___ Provided records

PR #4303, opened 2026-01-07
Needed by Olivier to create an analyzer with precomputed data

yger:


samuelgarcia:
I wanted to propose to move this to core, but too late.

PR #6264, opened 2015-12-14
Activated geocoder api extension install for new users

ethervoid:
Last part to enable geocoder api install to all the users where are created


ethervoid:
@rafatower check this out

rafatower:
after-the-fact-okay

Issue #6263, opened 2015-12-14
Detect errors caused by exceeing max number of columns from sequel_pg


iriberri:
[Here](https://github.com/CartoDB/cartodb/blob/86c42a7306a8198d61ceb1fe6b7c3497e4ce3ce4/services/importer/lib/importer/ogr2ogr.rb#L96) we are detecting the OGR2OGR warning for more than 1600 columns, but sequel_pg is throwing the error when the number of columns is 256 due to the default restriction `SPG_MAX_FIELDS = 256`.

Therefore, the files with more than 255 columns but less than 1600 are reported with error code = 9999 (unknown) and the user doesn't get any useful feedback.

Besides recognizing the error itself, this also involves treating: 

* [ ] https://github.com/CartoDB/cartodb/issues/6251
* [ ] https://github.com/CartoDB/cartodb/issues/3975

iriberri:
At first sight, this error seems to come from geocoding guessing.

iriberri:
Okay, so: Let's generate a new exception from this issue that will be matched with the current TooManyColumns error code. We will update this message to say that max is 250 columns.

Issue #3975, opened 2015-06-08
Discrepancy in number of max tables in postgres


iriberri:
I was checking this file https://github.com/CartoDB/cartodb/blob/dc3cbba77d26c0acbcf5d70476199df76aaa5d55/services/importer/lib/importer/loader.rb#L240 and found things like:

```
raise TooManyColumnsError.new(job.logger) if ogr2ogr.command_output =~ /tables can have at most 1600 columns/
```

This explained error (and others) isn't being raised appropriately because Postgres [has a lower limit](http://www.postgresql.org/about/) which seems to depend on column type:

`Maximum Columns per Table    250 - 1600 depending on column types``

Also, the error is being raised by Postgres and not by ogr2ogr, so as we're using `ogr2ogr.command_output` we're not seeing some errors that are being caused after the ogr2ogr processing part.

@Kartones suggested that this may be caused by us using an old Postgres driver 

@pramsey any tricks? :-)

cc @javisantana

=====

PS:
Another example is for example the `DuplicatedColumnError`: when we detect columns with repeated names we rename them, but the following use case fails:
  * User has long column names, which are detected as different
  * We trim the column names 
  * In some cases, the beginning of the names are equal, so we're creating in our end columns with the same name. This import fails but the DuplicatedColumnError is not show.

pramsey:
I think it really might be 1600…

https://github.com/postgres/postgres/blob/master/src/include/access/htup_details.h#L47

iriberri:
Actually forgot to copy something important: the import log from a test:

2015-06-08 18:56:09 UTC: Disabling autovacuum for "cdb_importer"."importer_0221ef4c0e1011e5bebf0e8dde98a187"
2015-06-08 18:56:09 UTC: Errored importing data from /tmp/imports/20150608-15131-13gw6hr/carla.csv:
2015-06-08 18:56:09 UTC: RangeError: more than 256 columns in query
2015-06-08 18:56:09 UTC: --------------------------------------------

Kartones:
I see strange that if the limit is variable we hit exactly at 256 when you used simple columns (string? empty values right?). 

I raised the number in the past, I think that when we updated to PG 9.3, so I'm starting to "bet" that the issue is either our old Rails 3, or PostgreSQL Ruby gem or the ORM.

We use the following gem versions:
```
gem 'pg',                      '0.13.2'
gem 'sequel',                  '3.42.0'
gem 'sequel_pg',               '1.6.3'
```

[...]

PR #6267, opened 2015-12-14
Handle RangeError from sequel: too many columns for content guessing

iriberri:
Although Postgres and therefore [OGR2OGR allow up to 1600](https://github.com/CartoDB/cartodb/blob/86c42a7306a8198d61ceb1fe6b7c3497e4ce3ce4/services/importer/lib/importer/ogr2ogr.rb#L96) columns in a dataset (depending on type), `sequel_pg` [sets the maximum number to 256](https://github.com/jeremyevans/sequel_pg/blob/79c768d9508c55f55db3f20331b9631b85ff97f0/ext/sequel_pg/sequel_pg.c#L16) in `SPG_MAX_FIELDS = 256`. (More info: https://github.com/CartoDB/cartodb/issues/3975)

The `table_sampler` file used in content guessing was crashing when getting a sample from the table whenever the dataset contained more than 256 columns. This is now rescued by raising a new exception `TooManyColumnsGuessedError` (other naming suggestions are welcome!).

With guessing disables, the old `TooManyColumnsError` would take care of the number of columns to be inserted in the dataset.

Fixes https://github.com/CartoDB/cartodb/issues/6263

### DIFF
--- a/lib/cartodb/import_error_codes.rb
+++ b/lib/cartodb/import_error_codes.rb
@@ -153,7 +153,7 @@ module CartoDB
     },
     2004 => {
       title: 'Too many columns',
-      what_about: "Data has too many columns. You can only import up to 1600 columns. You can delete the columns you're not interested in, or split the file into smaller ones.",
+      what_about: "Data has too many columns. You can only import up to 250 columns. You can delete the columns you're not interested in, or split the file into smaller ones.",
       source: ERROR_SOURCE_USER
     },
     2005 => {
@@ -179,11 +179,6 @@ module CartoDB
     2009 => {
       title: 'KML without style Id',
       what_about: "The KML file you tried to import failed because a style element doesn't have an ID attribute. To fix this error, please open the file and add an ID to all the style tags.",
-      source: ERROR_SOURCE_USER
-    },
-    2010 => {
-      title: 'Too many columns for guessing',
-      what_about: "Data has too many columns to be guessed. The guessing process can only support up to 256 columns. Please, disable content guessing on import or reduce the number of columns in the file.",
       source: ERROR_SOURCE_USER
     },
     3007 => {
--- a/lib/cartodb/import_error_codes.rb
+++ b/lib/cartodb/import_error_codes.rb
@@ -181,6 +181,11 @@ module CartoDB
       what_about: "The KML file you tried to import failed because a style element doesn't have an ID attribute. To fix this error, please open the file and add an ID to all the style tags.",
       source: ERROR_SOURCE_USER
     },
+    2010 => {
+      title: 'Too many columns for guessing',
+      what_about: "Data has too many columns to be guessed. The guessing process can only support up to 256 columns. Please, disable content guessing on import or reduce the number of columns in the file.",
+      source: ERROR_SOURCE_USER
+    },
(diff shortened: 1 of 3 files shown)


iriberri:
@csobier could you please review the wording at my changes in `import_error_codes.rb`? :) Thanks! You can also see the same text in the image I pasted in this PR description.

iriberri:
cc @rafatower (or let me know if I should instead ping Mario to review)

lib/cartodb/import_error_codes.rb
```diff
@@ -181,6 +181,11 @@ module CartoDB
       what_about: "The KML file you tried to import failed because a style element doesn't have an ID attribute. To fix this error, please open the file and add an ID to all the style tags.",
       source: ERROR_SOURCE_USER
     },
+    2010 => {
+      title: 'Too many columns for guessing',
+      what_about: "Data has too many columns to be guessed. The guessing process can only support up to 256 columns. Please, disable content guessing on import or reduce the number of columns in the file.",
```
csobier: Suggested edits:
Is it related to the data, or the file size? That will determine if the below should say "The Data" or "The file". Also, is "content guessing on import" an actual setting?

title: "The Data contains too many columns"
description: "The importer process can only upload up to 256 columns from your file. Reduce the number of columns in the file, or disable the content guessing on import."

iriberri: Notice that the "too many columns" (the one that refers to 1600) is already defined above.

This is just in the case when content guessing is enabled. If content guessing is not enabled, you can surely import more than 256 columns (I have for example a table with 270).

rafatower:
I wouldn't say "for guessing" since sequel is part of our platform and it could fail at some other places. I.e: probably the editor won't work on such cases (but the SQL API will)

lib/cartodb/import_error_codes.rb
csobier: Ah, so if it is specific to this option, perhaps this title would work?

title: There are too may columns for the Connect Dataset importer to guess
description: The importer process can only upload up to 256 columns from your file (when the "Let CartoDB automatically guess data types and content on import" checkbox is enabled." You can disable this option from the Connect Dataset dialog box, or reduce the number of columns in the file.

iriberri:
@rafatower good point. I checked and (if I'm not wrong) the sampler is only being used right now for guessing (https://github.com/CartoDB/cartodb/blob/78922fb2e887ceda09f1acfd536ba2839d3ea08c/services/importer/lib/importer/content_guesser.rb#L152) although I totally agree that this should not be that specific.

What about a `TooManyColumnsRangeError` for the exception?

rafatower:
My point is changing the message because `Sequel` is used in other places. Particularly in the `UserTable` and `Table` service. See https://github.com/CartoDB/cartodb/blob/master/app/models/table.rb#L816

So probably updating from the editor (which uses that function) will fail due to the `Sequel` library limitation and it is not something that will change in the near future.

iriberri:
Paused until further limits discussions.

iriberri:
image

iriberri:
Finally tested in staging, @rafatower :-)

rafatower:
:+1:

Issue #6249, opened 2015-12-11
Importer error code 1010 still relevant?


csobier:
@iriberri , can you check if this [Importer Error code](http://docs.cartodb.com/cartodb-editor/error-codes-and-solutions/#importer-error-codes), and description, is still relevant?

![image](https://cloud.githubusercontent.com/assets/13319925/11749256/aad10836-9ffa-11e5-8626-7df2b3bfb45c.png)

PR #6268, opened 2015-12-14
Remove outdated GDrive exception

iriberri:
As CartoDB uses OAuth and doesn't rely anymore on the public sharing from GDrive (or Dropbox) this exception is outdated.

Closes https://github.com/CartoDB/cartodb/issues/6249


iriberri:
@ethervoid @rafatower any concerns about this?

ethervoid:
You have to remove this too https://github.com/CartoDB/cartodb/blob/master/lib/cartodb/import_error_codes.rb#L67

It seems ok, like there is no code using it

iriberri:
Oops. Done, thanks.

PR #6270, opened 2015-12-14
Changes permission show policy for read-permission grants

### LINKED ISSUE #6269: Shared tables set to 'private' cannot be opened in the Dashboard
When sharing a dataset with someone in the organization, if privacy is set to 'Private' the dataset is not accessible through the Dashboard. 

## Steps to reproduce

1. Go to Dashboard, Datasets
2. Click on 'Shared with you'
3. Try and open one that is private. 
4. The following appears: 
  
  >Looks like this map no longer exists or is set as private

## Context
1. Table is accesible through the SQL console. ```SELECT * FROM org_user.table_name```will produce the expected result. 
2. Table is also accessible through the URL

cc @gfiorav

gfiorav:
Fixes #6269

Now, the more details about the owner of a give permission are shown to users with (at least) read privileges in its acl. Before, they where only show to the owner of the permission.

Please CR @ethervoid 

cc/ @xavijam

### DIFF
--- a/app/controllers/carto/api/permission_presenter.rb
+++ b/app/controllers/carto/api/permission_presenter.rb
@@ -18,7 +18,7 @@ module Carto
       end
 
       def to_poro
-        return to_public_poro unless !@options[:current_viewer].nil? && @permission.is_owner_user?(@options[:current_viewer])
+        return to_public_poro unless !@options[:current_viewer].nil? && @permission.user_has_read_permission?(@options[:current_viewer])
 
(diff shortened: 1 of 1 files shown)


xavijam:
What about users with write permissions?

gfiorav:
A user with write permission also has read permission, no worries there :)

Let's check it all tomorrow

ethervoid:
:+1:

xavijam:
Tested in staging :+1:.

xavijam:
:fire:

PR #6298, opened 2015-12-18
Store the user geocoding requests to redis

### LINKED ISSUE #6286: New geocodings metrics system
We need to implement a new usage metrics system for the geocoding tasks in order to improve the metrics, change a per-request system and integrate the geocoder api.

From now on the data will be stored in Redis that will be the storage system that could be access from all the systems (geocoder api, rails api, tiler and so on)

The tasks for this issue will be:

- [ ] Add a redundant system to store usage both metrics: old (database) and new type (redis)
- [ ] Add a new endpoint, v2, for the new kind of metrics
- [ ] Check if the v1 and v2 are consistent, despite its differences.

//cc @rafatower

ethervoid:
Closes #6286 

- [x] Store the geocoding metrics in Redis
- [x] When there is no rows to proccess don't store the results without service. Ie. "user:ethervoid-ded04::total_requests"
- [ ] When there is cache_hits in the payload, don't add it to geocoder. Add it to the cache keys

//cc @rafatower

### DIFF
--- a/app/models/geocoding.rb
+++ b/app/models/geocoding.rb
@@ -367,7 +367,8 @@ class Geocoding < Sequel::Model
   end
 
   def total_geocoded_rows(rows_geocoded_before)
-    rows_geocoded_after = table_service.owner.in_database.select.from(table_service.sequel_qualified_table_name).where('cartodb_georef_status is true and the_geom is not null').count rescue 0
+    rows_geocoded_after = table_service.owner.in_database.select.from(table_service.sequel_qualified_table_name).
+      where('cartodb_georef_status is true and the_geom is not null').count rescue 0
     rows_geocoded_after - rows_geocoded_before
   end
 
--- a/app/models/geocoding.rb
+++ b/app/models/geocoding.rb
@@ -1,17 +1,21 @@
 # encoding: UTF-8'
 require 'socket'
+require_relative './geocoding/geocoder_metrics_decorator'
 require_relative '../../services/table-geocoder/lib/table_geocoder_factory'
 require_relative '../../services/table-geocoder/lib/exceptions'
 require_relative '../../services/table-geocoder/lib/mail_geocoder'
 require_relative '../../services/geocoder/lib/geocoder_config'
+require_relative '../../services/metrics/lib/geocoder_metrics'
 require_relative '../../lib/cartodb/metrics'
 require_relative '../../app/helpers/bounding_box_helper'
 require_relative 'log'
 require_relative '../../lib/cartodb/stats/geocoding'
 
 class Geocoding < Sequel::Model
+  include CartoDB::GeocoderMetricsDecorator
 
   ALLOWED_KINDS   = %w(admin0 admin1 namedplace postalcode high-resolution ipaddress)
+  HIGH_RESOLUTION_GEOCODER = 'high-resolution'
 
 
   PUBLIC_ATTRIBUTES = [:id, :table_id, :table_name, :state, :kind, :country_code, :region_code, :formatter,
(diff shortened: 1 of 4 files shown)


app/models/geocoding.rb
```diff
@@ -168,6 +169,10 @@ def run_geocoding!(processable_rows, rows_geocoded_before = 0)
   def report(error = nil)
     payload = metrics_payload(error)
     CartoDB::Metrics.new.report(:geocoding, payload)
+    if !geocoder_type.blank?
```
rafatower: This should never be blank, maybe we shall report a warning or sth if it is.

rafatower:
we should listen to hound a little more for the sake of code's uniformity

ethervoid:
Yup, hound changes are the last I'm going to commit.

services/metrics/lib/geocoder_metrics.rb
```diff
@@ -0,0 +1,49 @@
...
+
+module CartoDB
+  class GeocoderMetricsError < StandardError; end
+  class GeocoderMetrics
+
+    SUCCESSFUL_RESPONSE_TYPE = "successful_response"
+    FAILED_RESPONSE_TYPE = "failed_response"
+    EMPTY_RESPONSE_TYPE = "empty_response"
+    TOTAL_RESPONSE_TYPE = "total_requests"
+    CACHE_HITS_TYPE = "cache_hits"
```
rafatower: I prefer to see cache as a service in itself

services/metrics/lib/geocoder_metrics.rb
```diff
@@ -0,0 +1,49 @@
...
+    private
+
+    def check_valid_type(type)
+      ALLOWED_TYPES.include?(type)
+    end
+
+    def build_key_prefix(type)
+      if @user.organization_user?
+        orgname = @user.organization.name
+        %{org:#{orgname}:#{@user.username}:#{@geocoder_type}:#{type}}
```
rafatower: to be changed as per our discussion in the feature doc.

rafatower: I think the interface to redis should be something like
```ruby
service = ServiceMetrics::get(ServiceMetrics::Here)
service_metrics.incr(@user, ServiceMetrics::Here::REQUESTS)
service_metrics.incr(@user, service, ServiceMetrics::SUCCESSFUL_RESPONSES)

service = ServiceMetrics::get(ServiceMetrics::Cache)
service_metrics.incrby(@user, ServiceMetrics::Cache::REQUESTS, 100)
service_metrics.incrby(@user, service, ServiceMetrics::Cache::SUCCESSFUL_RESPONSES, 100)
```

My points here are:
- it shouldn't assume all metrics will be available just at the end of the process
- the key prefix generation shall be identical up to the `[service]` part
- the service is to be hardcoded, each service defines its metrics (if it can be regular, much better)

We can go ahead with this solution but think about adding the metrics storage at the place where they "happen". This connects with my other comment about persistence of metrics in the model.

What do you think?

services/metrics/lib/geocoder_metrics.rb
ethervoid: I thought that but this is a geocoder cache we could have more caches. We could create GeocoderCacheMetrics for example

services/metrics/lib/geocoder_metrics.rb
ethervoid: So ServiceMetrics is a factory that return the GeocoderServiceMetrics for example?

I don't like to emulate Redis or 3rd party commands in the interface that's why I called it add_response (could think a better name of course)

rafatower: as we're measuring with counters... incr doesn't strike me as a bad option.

______

__About this task__
Produce only the lines from the line containing "Last part to" through the line containing "Issue #3975, opened 2015-06-08", inclusive of both, exactly as they stand in the entries above.

__The answer__
Last part to enable geocoder api install to all the users where are created


ethervoid:
@rafatower check this out

rafatower:
after-the-fact-okay

Issue #6263, opened 2015-12-14
Detect errors caused by exceeing max number of columns from sequel_pg


iriberri:
[Here](https://github.com/CartoDB/cartodb/blob/86c42a7306a8198d61ceb1fe6b7c3497e4ce3ce4/services/importer/lib/importer/ogr2ogr.rb#L96) we are detecting the OGR2OGR warning for more than 1600 columns, but sequel_pg is throwing the error when the number of columns is 256 due to the default restriction `SPG_MAX_FIELDS = 256`.

Therefore, the files with more than 255 columns but less than 1600 are reported with error code = 9999 (unknown) and the user doesn't get any useful feedback.

Besides recognizing the error itself, this also involves treating: 

* [ ] https://github.com/CartoDB/cartodb/issues/6251
* [ ] https://github.com/CartoDB/cartodb/issues/3975

iriberri:
At first sight, this error seems to come from geocoding guessing.

iriberri:
Okay, so: Let's generate a new exception from this issue that will be matched with the current TooManyColumns error code. We will update this message to say that max is 250 columns.

Issue #3975, opened 2015-06-08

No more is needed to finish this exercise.